··· RECORD EXCERPTS ···

PR #45, opened 2020-06-19
Add demElevation node.

Spaceenter:
Used as a predicate in GeoNames import.

### DIFF
--- a/schema/dcschema.mcf
+++ b/schema/dcschema.mcf
@@ -2230,4 +2230,4 @@ Node: dcid:digitalElevationModel
 typeOf: schema:Property
 name: "digitalElevationModel"
 descriptionUrl: "http://download.geonames.org/export/dump/readme.txt"
-description: "Average elevation based on Digital Elevation Model (DEM), in meters, integer."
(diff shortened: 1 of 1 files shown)


schema/dcschema.mcf
```diff
@@ -2226,3 +2226,8 @@ name: "MedicalTest"
 typeOf: schema:Class
 subClassOf: dcs:MedicalProcedure
 
+Node: dcid:demElevation
+typeOf: schema:Property
+name: "demElevation"
+descriptionUrl: "http://download.geonames.org/export/dump/readme.txt"
+description: "Average elevation based on Digital Elevation Model (DEM), in meters, integer."
```
mvashishtha, line 2233: Should the DEM model, "average", and "unit" be part of the measurement or the variable, instead of property? Maybe just use https://schema.org/elevation instead?

Spaceenter: This is actually different from "elevation", see here http://download.geonames.org/export/dump/readme.txt  . Search for "elevation" and "dem". Seems like 'average' is the definition of this property?
I agree unit (meters) should go into observation -- changed.

PR #61, opened 2020-06-25
Fix typos in enum names

spiekos:


spiekos:
@googlebot I signed it!

PR #70, opened 2020-06-26
Add one line into covid tracking states statvars mcf

wh1210:


schema/StatisticalVariable.mcf
```diff
@@ -179,3 +179,99 @@ medicalStatus: dcs:PatientDeceased
...
+measuredProperty: dcs:count
+medicalStatus: dcs:PatientOnVentilator
+
+Node: dcid:CumulativeCount_MedicalConditionIncident_COVID_19_PatientOnVentilator
+typeOf: dcs:StatisticalVariable
+populationType: dcs:MedicalConditionIncident
+medicalCondition: dcs:COVID_19
+statType: dcs:measuredValue
+measuredProperty: dcs:cumulativeCount
+medicalStatus: dcs:PatientOnVentilator
```
tjann, line 277: We decided not to add the new StatisticalVariables to the schema folder. These are all the same as the ones in your import subdir, correct? If so, we can just undo these changes.

scripts/covid_tracking_project/historic_state_data/config.txt
```diff
@@ -3,12 +3,12 @@ import: {
...
+    mcf_url: "gs://resolved_mcf/external_tables/covid_tracking_states_new/nodes.mcf-00000-of-00001"
     # First date of imported data.
     start_date: "2020-01-22"
     # Last date of imported data.
-    end_date: "2020-06-22"
+    end_date: "2020-06-25"
     # Source data release schedule.
     update_frequency: "P1D"
-    next_release_date: "2020-06-23"
+    next_release_date: "2020-06-26"
```
tjann, line 13: Can also remove end_date and next_release_date here so that future no need to keep updating this.

scripts/covid_tracking_project/historic_state_data/preprocess_csv.py
```diff
@@ -63,7 +63,7 @@
 variableMeasured: dcs:{stat_var}
 measurementMethod: dcs:CovidTrackingProject
 observationAbout: C:COVIDTracking_States->GeoId
-observationDate: C:COVIDTracking_States->Dates
+observationDate: C:COVIDTracking_States->Date
```
tjann, line 66: Oof, good catch. How did this work before?

wh1210: No worry about this, I am thinking this is because I unintentionally add a 's' when using 'ctrl + s' to save file. The tmcf in prod is the correct one~~

schema/StatisticalVariable.mcf
wh1210: Yes, let me do some changes.

scripts/covid_tracking_project/historic_state_data/config.txt
wh1210: Got it.

schema/StatisticalVariable.mcf
wh1210: Yep, this is also what I am thinking as this will cause conflicts easily and would potentially cause some problems unintentionally.

PR #86, opened 2020-07-02
Fix spelling error

spiekos:


spiekos:
@googlebot I signed it!

PR #89, opened 2020-07-02
Import automation: Cloud Build scripts

intrepiditee:
This PR includes scripts that would be run by Cloud Build on commits. task.sh is a bash script that installs and runs pip to install dependencies and runs create_task.py to create a Cloud Tasks task that passes information about the commit to the executor.

The scripts have been tested on Cloud Build.

### DIFF
--- a/import-automation/cloudbuild/cloudbuild.yaml
+++ b/import-automation/cloudbuild/cloudbuild.yaml
@@ -1,16 +1,16 @@
 steps:
 - name: 'gcr.io/cloud-builders/gcloud'
   entrypoint: 'bash'
-  args: ['import-automation/task.sh']
+  args: ['import-automation/cloudbuild/task.sh']
   env:
-  - 'COMMIT_SHA=$COMMIT_SHA',
-  - 'REPO_NAME=$REPO_NAME',
-  - 'BRANCH_NAME=$BRANCH_NAME',
-  - 'HEAD_BRANCH=$_HEAD_BRANCH',
-  - 'BASE_BRANCH=$_BASE_BRANCH',
+  - 'COMMIT_SHA=$COMMIT_SHA'
+  - 'REPO_NAME=$REPO_NAME'
+  - 'BRANCH_NAME=$BRANCH_NAME'
+  - 'HEAD_BRANCH=$_HEAD_BRANCH'
+  - 'BASE_BRANCH=$_BASE_BRANCH'
   - 'PR_NUMBER=$_PR_NUMBER'
   - 'TASK_LOCATION_ID=$_TASK_LOCATION_ID'
   - 'TASK_QUEUE_NAME=$_TASK_QUEUE_NAME'
   - 'TASK_PROJECT_ID=$_TASK_PROJECT_ID'
-  - 'HANDLER_ENDPOINT=$_HANDLER_ENDPOINT'
+  - 'HANDLER_SERVICE=$_HANDLER_SERVICE'
   - 'HANDLER_URI=$_HANDLER_URI'
--- a/import-automation/cloudbuild/cloudbuild.yaml
+++ b/import-automation/cloudbuild/cloudbuild.yaml
@@ -1,0 +1,16 @@
+steps:
+- name: 'gcr.io/cloud-builders/gcloud'
+  entrypoint: 'bash'
+  args: ['import-automation/task.sh']
+  env:
+  - 'COMMIT_SHA=$COMMIT_SHA',
+  - 'REPO_NAME=$REPO_NAME',
+  - 'BRANCH_NAME=$BRANCH_NAME',
+  - 'HEAD_BRANCH=$_HEAD_BRANCH',
+  - 'BASE_BRANCH=$_BASE_BRANCH',
+  - 'PR_NUMBER=$_PR_NUMBER'
+  - 'TASK_LOCATION_ID=$_TASK_LOCATION_ID'
+  - 'TASK_QUEUE_NAME=$_TASK_QUEUE_NAME'
+  - 'TASK_PROJECT_ID=$_TASK_PROJECT_ID'
+  - 'HANDLER_ENDPOINT=$_HANDLER_ENDPOINT'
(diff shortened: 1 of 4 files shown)


import-automation/cloudbuild/cloudbuild.yaml
```diff
@@ -0,0 +1,16 @@
+steps:
+- name: 'gcr.io/cloud-builders/gcloud'
```
jeffreyoldham, line 2: Perhaps add a comment explaining what this chunk of code does.  Your pull request description is probably a superset of what to write here.

import-automation/cloudbuild/create_task.py
```diff
@@ -0,0 +1,109 @@
...
+    in TASK_BODY_FIELDS in the environment variables.
+
+    PR_NUMBER is converted to an integer.
+
+    Returns:
+        The task body as a dict.
+    """
+    task_body = {}
+    for field in TASK_BODY_FIELDS:
+        task_body[field] = os.environ[field]
```
jeffreyoldham, line 49: What happens when a particular field is not in os.environ?  Should get() be used?

import-automation/cloudbuild/create_task.py
```diff
@@ -0,0 +1,109 @@
...
+
+    Args:
+        task_body: Request body of the task as a dict that
+            will be serialized into json.
+        project_id: ID of the Google Cloud project as a string.
+        location_id: ID of the location where the task queue is hosted.
+        queue_name: Name of the task queue.
+        service: Name of the App Engine service that will handle the task.
+        endpoint: Relative URL of the App Engine task handler endpoint.
+    """
```
jeffreyoldham, line 73: It would be nice to have a
Returns:
or "Effects:" line in the comment.

import-automation/cloudbuild/create_task.py
```diff
@@ -0,0 +1,109 @@
...
+            },
+            'http_method': 'POST',
+            'relative_uri': endpoint,
+            'body': body.encode(),
+            'headers': {
+                'Content-Type': 'application/json'
+            }
+        }
+    }
+    client.create_task(parent, task)
```
jeffreyoldham, line 90: Should this return the client even if the caller does not use it?

import-automation/cloudbuild/create_task.py
```diff
@@ -0,0 +1,109 @@
...
+
+
+def main():
+    """
+    Creates a Cloud Tasks task that ships information about a GitHub commit
+    to the executor.
+    """
+    task_body = create_body()
```
jeffreyoldham, line 98: Can we just inline this value, avoiding the need for the use-once variable?

import-automation/cloudbuild/create_task.py
```diff
@@ -0,0 +1,109 @@
...
+    create_task(
+        task_body=task_body,
+        project_id=os.environ['TASK_PROJECT_ID'],
```
jeffreyoldham, line 101: Similar question to above about how to handle the case where the environment does not have the specified values.

import-automation/cloudbuild/cloudbuild.yaml
```diff
@@ -0,0 +1,16 @@
...
+  entrypoint: 'bash'
+  args: ['import-automation/cloudbuild/task.sh']
+  env:
+  - 'COMMIT_SHA=$COMMIT_SHA'
```
jeffreyoldham, line 6: I worry about using environment variables to pass around values.  Explicitly using command-line arguments is better because it is explicit.  They are also type checked and have default values.  However, sometimes they are necessary in some systems.

intrepiditee: The main reason I chose to use environmental variables was that I did not want to add another dependency as Cloud Build would have to install it every time.

import-automation/cloudbuild/create_task.py
intrepiditee: These fields are required. If a field is missing, the script will fail.

import-automation/cloudbuild/create_task.py
```diff
@@ -0,0 +1,109 @@
...
+
+    PR_NUMBER is converted to an integer.
+
+    Returns:
+        The task body as a dict.
+    """
+    task_body = {}
+    for field in TASK_BODY_FIELDS:
+        task_body[field] = os.environ[field]
+    task_body['PR_NUMBER'] = int(task_body['PR_NUMBER'])
```
rsned, line 50: can this conversion fail? this is a pull request # not the git PR hash number right?

intrepiditee: Yes it is the pull request number. The conversion should not fail.

import-automation/cloudbuild/create_task.py
intrepiditee: fixed

import-automation/cloudbuild/create_task.py
intrepiditee: fixed

import-automation/cloudbuild/cloudbuild.yaml
intrepiditee: added

import-automation/cloudbuild/create_task.py
intrepiditee: added

import-automation/cloudbuild/create_task.py
jeffreyoldham: Let's write a comment to that effect, making it explicit.

import-automation/cloudbuild/cloudbuild.yaml
jeffreyoldham: It is still worrisome, but I defer.

import-automation/cloudbuild/create_task.py
intrepiditee: added

import-automation/cloudbuild/create_task.py
intrepiditee: added a comment to state this

PR #91, opened 2020-07-07
This library implements the start of a sharded writer in Go.

rsned:
This library implements the start of a sharded writer in Go to generate.files of the desired size for Data Commons imports (100MB).
Adds a variety of tests and test helper methods to make sure a wide selection of test cases can be comprehensively covered.


rsned:
Comments and feedback were in [PR #48](https://github.com/datacommonsorg/data/pull/48) before my repo got too tangled. This PR is of the final product of those comments:

PR #1655, opened 2025-10-07
Add --gemini_cli flag for custom CLI command

rohitkumarbhagat:
Enables users to specify custom Gemini CLI invocation (aliases, custom paths) when gemini is not in PATH or requires special execution context.

### DIFF
--- a/import-automation/executor/run_import.sh
+++ b/import-automation/executor/run_import.sh
@@ -27,11 +27,11 @@
 # Example:
 # ./run_import.sh ../../scripts/us_fed/treasury_constant_maturity_rates/manifest.json
 #
-GCP_PROJECT="datcom-ci"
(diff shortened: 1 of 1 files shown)


tools/agentic_import/pvmap_generator.py
```diff
@@ -67,6 +67,11 @@
     'output_path', 'output/output',
     'Output path prefix for all generated files (default: output/output)')
 
+flags.DEFINE_string(
+    'gemini_cli', None, 'Custom path or command to invoke Gemini CLI. '
```
ajaits, line 71: can we default to 'gemini' instead of None?

ajaits (approved):

rohitkumarbhagat (commented):
addressed comments

PR #1893, opened 2026-02-16
fixed process.py in UsCensuspep_sex import 

niveditasing:
Code fix- The code involves a reverse-chronological crawl (starting from 2030) , to resolve this and optimize performance, implemented  with new "gatekeeper" logic: the script now validates the primary URL for a year and, if missing, skips that year entirely to reduce execution time. Additionally, I integrated a check to identify and skip HTML error pages returned by the server, preventing the  pipeline crash.

After  code fix the pipleine is working fine & giving expected output
image


saanikaaa (approved):

scripts/us_census/pep/us_pep_sex/process.py
```diff
@@ -1255,6 +1273,12 @@ def download_files():
         else:
             file_name_to_save = url.split('/')[-1]
 
+        # Skip if file already exists (Moved up for efficiency)
+        if file_name_to_save in downloaded_files:
```
ajaits, line 1277: Is there a TTL for file sin persistent GCS so that files that are too old, say older than a month, aren't reused but are downloaded again?

scripts/us_census/pep/us_pep_sex/process.py
```diff
@@ -1263,45 +1287,39 @@ def download_files():
...
+
+                if response.status_code == 200:
+                    with tempfile.NamedTemporaryFile(delete=False) as tmp_file:
+                        for chunk in response.iter_content(chunk_size=8192):
+                            if chunk:
+                                tmp_file.write(chunk)
+                        tmp_file_path = tmp_file.name
+
+                    # Copy to local destination
+                    shutil.copy(
```
ajaits, line 1305: why not shutil.move() which could be faster for local files within the same drive

scripts/us_census/pep/us_pep_sex/process.py
niveditasing: Added a _TTL_DAYS = 30 constant. The download_files function now checks the age of existing files in
     the persistent storage; if a file is older than 30 days, it is re-downloaded. This ensures we don't rely on stale data if the source is
     updated.

scripts/us_census/pep/us_pep_sex/process.py
niveditasing: Switched from shutil.copy() + os.remove() to shutil.move()

scripts/us_census/pep/us_pep_sex/process.py
```diff
@@ -45,6 +45,7 @@
 _GCS_OUTPUT_PERSISTENT_PATH = os.path.join(
     _MODULE_DIR, 'gcs_output/us_pep_sex_source_files')
```
ajaits: Please use `gcs_folder/` instead of `gcs_output/`

gcs_output is now just a local folder not persisted in GCS.

scripts/us_census/pep/us_pep_sex/process.py
```diff
@@ -45,6 +45,7 @@
...
 _GCS_BASE_DIR = os.path.join(_MODULE_DIR, 'gcs_output')
```
ajaits: please change this to `gcs_folder` or remove if unused.

scripts/us_census/pep/us_pep_sex/process.py
```diff
@@ -1255,6 +1277,20 @@ def download_files():
...
+        if file_name_to_save in downloaded_files:
+            file_path = os.path.join(_GCS_OUTPUT_PERSISTENT_PATH,
+                                     file_name_to_save)
+            file_age = (time.time() - os.path.getmtime(file_path)) / (24 * 3600)
+            if file_age < _TTL_DAYS:
+                logging.info(
+                    f"Skipping already downloaded file (age: {file_age:.1f} days): {file_name_to_save}"
+                )
+                continue
+            logging.info(
```
ajaits, line 1297: Also delete the file so the ttl check can be avoided next time?

Or even create a cleanup() function that deletes all old files in gcs_folder, then you don't need to check ttl for each file and also old files that are renamed will get deleted.
o/w keeping very old files in GCS cached folder could slow future runs that need to copy the files to local folder.

ajaits (approved):

scripts/us_census/pep/us_pep_sex/process.py
niveditasing: Done

scripts/us_census/pep/us_pep_sex/process.py
niveditasing: changed to gcs_folder

scripts/us_census/pep/us_pep_sex/process.py
niveditasing: I've separated the cleanup logic into a dedicated cleanup() function that scans the cache directory and deletes any file older than _TTL_DAYS, regardless of whether it's in the current download list or not.

PR #1958, opened 2026-04-16
 Rename local SDMX support package and remove facet extraction from metadata extractor

rohitkumarbhagat:
This change removes fragile facet handling from the SDMX metadata extractor and renames the local agentic-import sdmx support folder  to avoid confusion with the third-party sdmx package.


ajaits (approved):
Thanks for the quick fix!

PR #1964, opened 2026-04-17
V0 version of embedding ingestion core.

shixiao-coder:
It includes:
requirements.txt to install the related packages
placeholder for main.py function: placeholder to trigger various embedding ingestion logic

···

WORK INSTRUCTION
Every line where "comments" appears must be returned from the listing above.

RESPONSE BOX
Comments and feedback were in [PR #48](https://github.com/datacommonsorg/data/pull/48) before my repo got too tangled. This PR is of the final product of those comments:
addressed comments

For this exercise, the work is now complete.